--- Source material Enclosed Below ---
Issue #134, opened 2020-12-02
Guidance for Extensions


fimbault:
regrouping #65 #61 and #80 to provide guidance

yaronf:
I would appreciate more detail here:
- A finite list of specific extension points that we want to enable (additional claims in the request? in the response?). IMO supporting too many extension points leads to code complexity, hence security issues. It also makes it harder to formally verify the protocol.
- Features that we trimmed and that we'd like to enable to reinstate if someone cares about them (maybe signature methods?).
- Additional requirements (having named extensions? allowing a protocol party to declare that one or more extensions are critical?).

We should aim for a strict protocol definition (e.g. messages can be validated using JSON Schema) where implementations refuse to accept unexpected "stuff", and only allow very specific places where additional "stuff" is acceptable. This may not be best practice for JSON-using protocols, but it is for security protocols.

yaronf:
I agree with @fimbault  in principle, but let's not go too far. I think that SAML2 is functionality that'll be widely used from day one (correct me if I am wrong). If so, it needs to stay in the core spec.

fimbault:
After discussion between editors, that's currently what will be proposed (draft8 includes the related security considerations).

Remains the question of JOSE, which will be discussed at IETF112. Personally I believe a separate draft would make sense (detached and attached JWS could be used by the oauth community as well) and it would also be easier to rally people that dislike JOSE to the GNAP WG. I short we'd be agnostic to those subjective assessments

jricher:
Editors will list all intended extension points within Core, probably pulling together all the existing stubs for extensions in different sections into a larger discussion. This would require at least a shell of the IANA section for creating necessary registries.

jricher:
Closed by #436

PR #152, opened 2020-12-23
Refactor "key" section

### LINKED ISSUE #130: Refactor key presentation
Currently, the `key` field is defined in the client's initial request but its format is referenced in a number of other places throughout the spec. It's awkward calling back to this request field, so we should factor the key definition and its semantics to its own separate section. I think it would fit well under the "binding keys" section of the document since that also defines the presentation mechanisms.

jricher:
Refactors the key, token, and proofing sections into a new presentation section. Cleans up language around key presentation and binding. 

Also cleans up a few items missed by the merge of #132 

closes #130


draft-ietf-gnap-core-protocol.md
```diff
@@ -3261,12 +3213,99 @@ the token management URL as valid, since the end result is still the token
...
+use in that part of the protocol. 
+
+~~~
+    "key": "S-P4XJQ_RYJCRTSU1.63N3E"
+~~~
+
+Keys referenced in this manner MAY be shared keys. The key reference
+MUST NOT contain any unencrypted private or shared key information.
+
+The means of dereferencing this value are out of scope for this specification.
```
yaronf, line 3299: I disagree: when used between the Client and AS this is clearly required for interop. Feel free to open an issue.

draft-ietf-gnap-core-protocol.md
```diff
@@ -3261,12 +3213,99 @@ the token management URL as valid, since the end result is still the token
...
+
+Keys in GNAP can also be passed by reference such that the party receiving
+the reference will be able to determine the appropriate keying material for
+use in that part of the protocol. 
+
+~~~
+    "key": "S-P4XJQ_RYJCRTSU1.63N3E"
+~~~
+
+Keys referenced in this manner MAY be shared keys. The key reference
```
yaronf, line 3296: "Shared key" is IMO not a common term. Suggest to say "shared symmetric keys".

draft-ietf-gnap-core-protocol.md
```diff
@@ -3261,12 +3213,99 @@ the token management URL as valid, since the end result is still the token
...
+            contain an "alg" field which is used to validate the signature.
+            MUST contain the "kid" field to identify the key in the signed
+            object.
+
+cert (string)
+: PEM serialized value of the certificate used to
+            sign the request, with optional internal whitespace.
 
-If the key value is the boolean `false`, the access token is a bearer token
+cert#S256 (string)
```
yaronf, line 3262: This is not a key type (it's not a key!) so should not be listed here. Or if it is, we need to explain why.

draft-ietf-gnap-core-protocol.md
```diff
@@ -3334,22 +3372,21 @@ MUST validate all components of the signed message to ensure that nothing
 has been tampered with or substituted in a way that would change the nature of
 the request.
 
+When a keep proofing mechanism is bound to an access token, the access token MUST be covered
```
yaronf, line 3375: keep -> key

yaronf: Also, I think this statement is aimed at us (the protocol developers) rather than implementers. IOW, I suggest to remove it.

draft-ietf-gnap-core-protocol.md
```diff
@@ -3261,12 +3213,99 @@ the token management URL as valid, since the end result is still the token
...
+In GNAP, the client instance secures its requests to the AS and RS by presenting an access
+token, presenting proof of a key that is possesses, or both an access token and
+key proof together.
+
+- When an access token is used with a key proof, this is a bound token request. This type of
+    request is used for calls to the RS as well as the AS during negotiation.
+- When a key proof is used with no access token, this is a non-authorized signed request. This
+    type of request is used for calls to the AS to initiate a negotiation.
+- When an access token is used with no key proof, this is a bearer token request. This type of
+    request is used only for calls to the RS.
```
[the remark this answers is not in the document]
jricher: I don't think it's helpful to frame this in terms of preferences, as an RS might not be the party deciding which tokens it accepts or how (that is, the AS ultimately decides which tokens are issued for RS's it protects).

draft-ietf-gnap-core-protocol.md
```diff
@@ -3261,12 +3213,99 @@ the token management URL as valid, since the end result is still the token
...
-If the key value is the boolean `false`, the access token is a bearer token
+cert#S256 (string)
+: The certificate thumbprint calculated as
+            per [OAuth-MTLS](#RFC8705) in base64 URL
+            encoding.
+
+Additional key types are defined in [a registry TBD](#IANA).
+
+This non-normative example shows a single key presented in multiple
+formats using a single proofing mechanism.
```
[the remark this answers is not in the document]
jricher: I can see how that can be misread, we can reword it. The "single proofing mechanism" refers to the value of the `proof` field, which is singular here.

draft-ietf-gnap-core-protocol.md
jricher: I disagree that we need to specify this method as it's up to the AS to know how to interpret the value and likely up to the AS to issue such a value to the client. So long as the AS knows which key the client instance means here it should be fine. Opened up a new issue for it #154

draft-ietf-gnap-core-protocol.md
jricher: This statement is aimed any anyone who would write a key proofing method to extend the set here. Flexibility in this regard is foundational to the protocol. I think the sentiment needs to stay but it can be reworded or relocated if needed (though I'd suggest a separate PR/issue for this, perhaps under #134 that's collecting these items).

draft-ietf-gnap-core-protocol.md
jricher: It's enough information for the AS/RS to validate the key presented in the TLS layer matches the one referenced here. We can expand the language on what goes in this object if that's helpful.

yaronf: Yes please. Something like: This "key type" is a reference to the key presented at the TLS layer.

draft-ietf-gnap-core-protocol.md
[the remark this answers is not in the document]
yaronf: Got it. But from a clarity POV, you still want to mention explicitly that the same use case (Client to RS) can use either of the options.

Also, some people are looking for a looser binding of the AS to RS, so you should mention that we assume tight coupling between them. Consider the case of versioning: RS switches from unbound to bound tokens. The AS must know about it and orchestrate this change.

draft-ietf-gnap-core-protocol.md
jricher: I've tried to clarify the nature of this value, and also removed the words "key type" that I think were misleading.

yaronf (approved):

draft-ietf-gnap-core-protocol.md
```diff
@@ -3261,12 +3215,106 @@ the token management URL as valid, since the end result is still the token
 not being usable.
 
 
-# Using Access Tokens {#use-access-token}
+# Securing Requests from the Client Instance {#secure-requests}
+
+In GNAP, the client instance secures its requests to the AS and RS by presenting an access
+token, presenting proof of a key that it possesses, or both an access token and
+key proof together.
```
fimbault, line 3222: both an access token and key proof together.
-> key proof of possession ?

draft-ietf-gnap-core-protocol.md
```diff
@@ -3261,12 +3215,106 @@ the token management URL as valid, since the end result is still the token
...
+
+- When an access token is used with a key proof, this is a bound token request. This type of
+    request is used for calls to the RS as well as the AS during negotiation.
+- When a key proof is used with no access token, this is a non-authorized signed request. This
+    type of request is used for calls to the AS to initiate a negotiation.
+- When an access token is used with no key proof, this is a bearer token request. This type of
```
fimbault, line 3228: here also it's a key proof of possession, it we want to be explicit about it.

draft-ietf-gnap-core-protocol.md
```diff
@@ -3261,12 +3215,106 @@ the token management URL as valid, since the end result is still the token
...
+by value. Proof of this key material MUST be bound to a request, the nature of which varies with
+the location in the protocol the key is used. For a key used as part of a client instance's initial request
+in {{request-client}}, the key value is the client instance's public key, and
+proof of that key MUST be presented in that request. For a key used as part of an
+access token response in {{response-token-single}}, the proof of that key MUST
+be used when presenting the access token.
+
+A key presented by value MUST be a public key in at least one
+supported format. If a key is sent in multiple
+formats, all the key format values MUST be equivalent. Note that
```
fimbault, line 3247: what do you mean exactly by equivalent? (just to be sure)

draft-ietf-gnap-core-protocol.md
```diff
@@ -3276,11 +3324,11 @@ Authorization: Bearer OS9M2PMHKUR64TB8N6BW7OZB8CDFONP219RP1LT0
 The form parameter and query parameter methods of {{RFC6750}} MUST NOT
 be used.
 
-If the "key" value is the boolean `true`, the access token MUST be sent
-to the RS using the same key and proofing mechanism that the client instance used
+If the `key` value is the boolean `true`, the access token MUST be sent
```
fimbault, line 3327: maybe this should be review when we talk about key rotation, because it might not be the same as the initial

fimbault (commented):
The changes are ok, I made a few suggestions, but no big deal

draft-ietf-gnap-core-protocol.md
jricher: It means they represent the same underlying key. So an RSA key in X509 format under `cert` can also be represented as a JWK under `jwk`, and either of these could be with or without CRT values, and all would be equivalent as defined by the RSA key type. If there's a reference for cryptographic key equivalence we should cite it here.

draft-ietf-gnap-core-protocol.md
jricher: This is "key proof" below as well, all of which mean "proof of possession of a specific key". Should we add a defined term for this, perhaps? At the moment it's at least consistent if we later replace with a better term.

draft-ietf-gnap-core-protocol.md
jricher: This is a good point, I'll add in the rotation language here to be consistent with other parts of the spec.

draft-ietf-gnap-core-protocol.md
```diff
@@ -3276,11 +3324,11 @@ Authorization: Bearer OS9M2PMHKUR64TB8N6BW7OZB8CDFONP219RP1LT0
...
+using the same key and proofing mechanism that the client instance used
 in its initial request.
```
jricher, line 3329:
```suggestion
in its initial request (or its most recent rotation).
```

draft-ietf-gnap-core-protocol.md
fimbault: ok. If we see it is useful to add a definition, we can do that later on (right now I'd keep the current scope, since there are already quite a few changes, but I put that in my notes)

draft-ietf-gnap-core-protocol.md
fimbault: ok

fimbault (approved):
--- End of Enclosed Source material ---
Try it: Only the lines above starting at the one containing "Editors will list" and ending at the one containing "### LINKED ISSUE", both included, are to be returned, exactly as they read.

Answer space:
Editors will list all intended extension points within Core, probably pulling together all the existing stubs for extensions in different sections into a larger discussion. This would require at least a shell of the IANA section for creating necessary registries.

jricher:
Closed by #436

PR #152, opened 2020-12-23
Refactor "key" section

### LINKED ISSUE #130: Refactor key presentation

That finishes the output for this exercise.